BEGIN Records provided
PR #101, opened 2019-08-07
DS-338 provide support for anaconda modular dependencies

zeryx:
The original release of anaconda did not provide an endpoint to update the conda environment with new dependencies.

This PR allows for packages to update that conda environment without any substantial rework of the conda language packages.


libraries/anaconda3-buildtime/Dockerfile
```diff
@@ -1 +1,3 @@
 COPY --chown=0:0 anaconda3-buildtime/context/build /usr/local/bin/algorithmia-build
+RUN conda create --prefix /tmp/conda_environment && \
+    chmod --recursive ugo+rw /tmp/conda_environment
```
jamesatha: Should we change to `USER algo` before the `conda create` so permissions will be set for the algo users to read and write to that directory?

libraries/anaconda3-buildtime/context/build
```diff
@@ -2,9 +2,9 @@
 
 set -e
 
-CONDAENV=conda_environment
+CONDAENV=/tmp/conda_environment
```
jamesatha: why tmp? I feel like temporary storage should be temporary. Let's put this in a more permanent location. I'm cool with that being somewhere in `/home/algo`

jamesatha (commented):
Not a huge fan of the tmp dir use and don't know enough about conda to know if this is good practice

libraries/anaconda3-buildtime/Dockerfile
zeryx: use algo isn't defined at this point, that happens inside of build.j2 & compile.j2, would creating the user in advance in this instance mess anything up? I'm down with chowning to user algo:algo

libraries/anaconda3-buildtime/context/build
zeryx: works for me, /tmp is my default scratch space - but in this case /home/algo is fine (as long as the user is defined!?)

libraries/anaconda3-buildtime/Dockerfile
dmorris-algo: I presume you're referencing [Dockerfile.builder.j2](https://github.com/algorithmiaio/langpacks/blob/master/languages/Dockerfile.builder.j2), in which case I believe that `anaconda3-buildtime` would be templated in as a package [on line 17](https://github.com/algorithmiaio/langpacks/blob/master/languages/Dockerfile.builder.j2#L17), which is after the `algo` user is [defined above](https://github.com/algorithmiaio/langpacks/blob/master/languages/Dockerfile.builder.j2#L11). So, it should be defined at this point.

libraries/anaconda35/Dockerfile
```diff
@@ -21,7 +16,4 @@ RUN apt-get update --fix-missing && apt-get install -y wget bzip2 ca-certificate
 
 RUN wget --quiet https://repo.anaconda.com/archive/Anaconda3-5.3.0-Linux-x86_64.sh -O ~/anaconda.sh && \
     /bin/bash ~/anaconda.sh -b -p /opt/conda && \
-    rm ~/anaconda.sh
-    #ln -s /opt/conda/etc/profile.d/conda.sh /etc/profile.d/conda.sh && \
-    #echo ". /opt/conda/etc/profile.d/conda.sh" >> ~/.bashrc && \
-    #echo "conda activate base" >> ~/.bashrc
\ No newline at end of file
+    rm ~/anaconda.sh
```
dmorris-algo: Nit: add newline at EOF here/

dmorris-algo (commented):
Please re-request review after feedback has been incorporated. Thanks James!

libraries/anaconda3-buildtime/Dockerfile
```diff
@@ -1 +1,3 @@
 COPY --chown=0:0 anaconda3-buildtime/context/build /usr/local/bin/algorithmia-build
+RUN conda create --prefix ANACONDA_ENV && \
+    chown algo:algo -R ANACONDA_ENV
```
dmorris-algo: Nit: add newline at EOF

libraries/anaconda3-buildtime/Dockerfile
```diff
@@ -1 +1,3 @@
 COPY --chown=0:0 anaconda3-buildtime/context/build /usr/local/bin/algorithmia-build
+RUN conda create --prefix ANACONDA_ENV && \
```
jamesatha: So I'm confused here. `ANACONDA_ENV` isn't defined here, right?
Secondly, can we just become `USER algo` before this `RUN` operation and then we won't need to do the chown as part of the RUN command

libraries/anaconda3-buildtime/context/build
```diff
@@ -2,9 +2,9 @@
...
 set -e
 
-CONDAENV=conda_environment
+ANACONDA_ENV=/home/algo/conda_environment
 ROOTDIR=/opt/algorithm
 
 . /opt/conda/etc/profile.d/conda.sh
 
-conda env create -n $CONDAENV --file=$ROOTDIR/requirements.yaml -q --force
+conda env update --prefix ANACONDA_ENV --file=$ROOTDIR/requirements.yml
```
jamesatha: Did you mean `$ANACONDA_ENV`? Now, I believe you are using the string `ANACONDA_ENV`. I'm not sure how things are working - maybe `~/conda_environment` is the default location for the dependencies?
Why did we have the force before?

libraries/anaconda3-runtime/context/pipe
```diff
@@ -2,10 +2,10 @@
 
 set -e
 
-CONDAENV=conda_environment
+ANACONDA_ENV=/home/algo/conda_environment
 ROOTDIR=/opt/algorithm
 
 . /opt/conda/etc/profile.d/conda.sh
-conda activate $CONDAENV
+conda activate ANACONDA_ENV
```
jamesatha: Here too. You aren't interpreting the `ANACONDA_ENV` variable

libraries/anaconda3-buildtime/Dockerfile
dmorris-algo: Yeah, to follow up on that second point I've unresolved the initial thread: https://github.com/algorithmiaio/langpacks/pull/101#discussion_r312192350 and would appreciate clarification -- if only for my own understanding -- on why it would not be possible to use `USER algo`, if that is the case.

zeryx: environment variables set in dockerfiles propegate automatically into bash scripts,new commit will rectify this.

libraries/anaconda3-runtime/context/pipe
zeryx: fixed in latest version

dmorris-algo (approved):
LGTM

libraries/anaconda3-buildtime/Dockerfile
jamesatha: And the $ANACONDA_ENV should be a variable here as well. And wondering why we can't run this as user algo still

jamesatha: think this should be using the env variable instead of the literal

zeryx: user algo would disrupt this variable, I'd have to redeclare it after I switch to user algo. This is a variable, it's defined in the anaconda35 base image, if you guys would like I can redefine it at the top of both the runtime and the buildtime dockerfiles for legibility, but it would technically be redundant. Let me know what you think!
END Records provided
*Task directions*
Give back every entry exactly, with nothing left out.

*Your response*
PR #101, opened 2019-08-07
DS-338 provide support for anaconda modular dependencies

zeryx:
The original release of anaconda did not provide an endpoint to update the conda environment with new dependencies.

This PR allows for packages to update that conda environment without any substantial rework of the conda language packages.


libraries/anaconda3-buildtime/Dockerfile
```diff
@@ -1 +1,3 @@
 COPY --chown=0:0 anaconda3-buildtime/context/build /usr/local/bin/algorithmia-build
+RUN conda create --prefix /tmp/conda_environment && \
+    chmod --recursive ugo+rw /tmp/conda_environment
```
jamesatha: Should we change to `USER algo` before the `conda create` so permissions will be set for the algo users to read and write to that directory?

libraries/anaconda3-buildtime/context/build
```diff
@@ -2,9 +2,9 @@
 
 set -e
 
-CONDAENV=conda_environment
+CONDAENV=/tmp/conda_environment
```
jamesatha: why tmp? I feel like temporary storage should be temporary. Let's put this in a more permanent location. I'm cool with that being somewhere in `/home/algo`

jamesatha (commented):
Not a huge fan of the tmp dir use and don't know enough about conda to know if this is good practice

libraries/anaconda3-buildtime/Dockerfile
zeryx: use algo isn't defined at this point, that happens inside of build.j2 & compile.j2, would creating the user in advance in this instance mess anything up? I'm down with chowning to user algo:algo

libraries/anaconda3-buildtime/context/build
zeryx: works for me, /tmp is my default scratch space - but in this case /home/algo is fine (as long as the user is defined!?)

libraries/anaconda3-buildtime/Dockerfile
dmorris-algo: I presume you're referencing [Dockerfile.builder.j2](https://github.com/algorithmiaio/langpacks/blob/master/languages/Dockerfile.builder.j2), in which case I believe that `anaconda3-buildtime` would be templated in as a package [on line 17](https://github.com/algorithmiaio/langpacks/blob/master/languages/Dockerfile.builder.j2#L17), which is after the `algo` user is [defined above](https://github.com/algorithmiaio/langpacks/blob/master/languages/Dockerfile.builder.j2#L11). So, it should be defined at this point.

libraries/anaconda35/Dockerfile
```diff
@@ -21,7 +16,4 @@ RUN apt-get update --fix-missing && apt-get install -y wget bzip2 ca-certificate
 
 RUN wget --quiet https://repo.anaconda.com/archive/Anaconda3-5.3.0-Linux-x86_64.sh -O ~/anaconda.sh && \
     /bin/bash ~/anaconda.sh -b -p /opt/conda && \
-    rm ~/anaconda.sh
-    #ln -s /opt/conda/etc/profile.d/conda.sh /etc/profile.d/conda.sh && \
-    #echo ". /opt/conda/etc/profile.d/conda.sh" >> ~/.bashrc && \
-    #echo "conda activate base" >> ~/.bashrc
\ No newline at end of file
+    rm ~/anaconda.sh
```
dmorris-algo: Nit: add newline at EOF here/

dmorris-algo (commented):
Please re-request review after feedback has been incorporated. Thanks James!

libraries/anaconda3-buildtime/Dockerfile
```diff
@@ -1 +1,3 @@
 COPY --chown=0:0 anaconda3-buildtime/context/build /usr/local/bin/algorithmia-build
+RUN conda create --prefix ANACONDA_ENV && \
+    chown algo:algo -R ANACONDA_ENV
```
dmorris-algo: Nit: add newline at EOF

libraries/anaconda3-buildtime/Dockerfile
```diff
@@ -1 +1,3 @@
 COPY --chown=0:0 anaconda3-buildtime/context/build /usr/local/bin/algorithmia-build
+RUN conda create --prefix ANACONDA_ENV && \
```
jamesatha: So I'm confused here. `ANACONDA_ENV` isn't defined here, right?
Secondly, can we just become `USER algo` before this `RUN` operation and then we won't need to do the chown as part of the RUN command

libraries/anaconda3-buildtime/context/build
```diff
@@ -2,9 +2,9 @@
...
 set -e
 
-CONDAENV=conda_environment
+ANACONDA_ENV=/home/algo/conda_environment
 ROOTDIR=/opt/algorithm
 
 . /opt/conda/etc/profile.d/conda.sh
 
-conda env create -n $CONDAENV --file=$ROOTDIR/requirements.yaml -q --force
+conda env update --prefix ANACONDA_ENV --file=$ROOTDIR/requirements.yml
```
jamesatha: Did you mean `$ANACONDA_ENV`? Now, I believe you are using the string `ANACONDA_ENV`. I'm not sure how things are working - maybe `~/conda_environment` is the default location for the dependencies?
Why did we have the force before?

libraries/anaconda3-runtime/context/pipe
```diff
@@ -2,10 +2,10 @@
 
 set -e
 
-CONDAENV=conda_environment
+ANACONDA_ENV=/home/algo/conda_environment
 ROOTDIR=/opt/algorithm
 
 . /opt/conda/etc/profile.d/conda.sh
-conda activate $CONDAENV
+conda activate ANACONDA_ENV
```
jamesatha: Here too. You aren't interpreting the `ANACONDA_ENV` variable

libraries/anaconda3-buildtime/Dockerfile
dmorris-algo: Yeah, to follow up on that second point I've unresolved the initial thread: https://github.com/algorithmiaio/langpacks/pull/101#discussion_r312192350 and would appreciate clarification -- if only for my own understanding -- on why it would not be possible to use `USER algo`, if that is the case.

zeryx: environment variables set in dockerfiles propegate automatically into bash scripts,new commit will rectify this.

libraries/anaconda3-runtime/context/pipe
zeryx: fixed in latest version

dmorris-algo (approved):
LGTM

libraries/anaconda3-buildtime/Dockerfile
jamesatha: And the $ANACONDA_ENV should be a variable here as well. And wondering why we can't run this as user algo still

jamesatha: think this should be using the env variable instead of the literal

zeryx: user algo would disrupt this variable, I'd have to redeclare it after I switch to user algo. This is a variable, it's defined in the anaconda35 base image, if you guys would like I can redefine it at the top of both the runtime and the buildtime dockerfiles for legibility, but it would technically be redundant. Let me know what you think!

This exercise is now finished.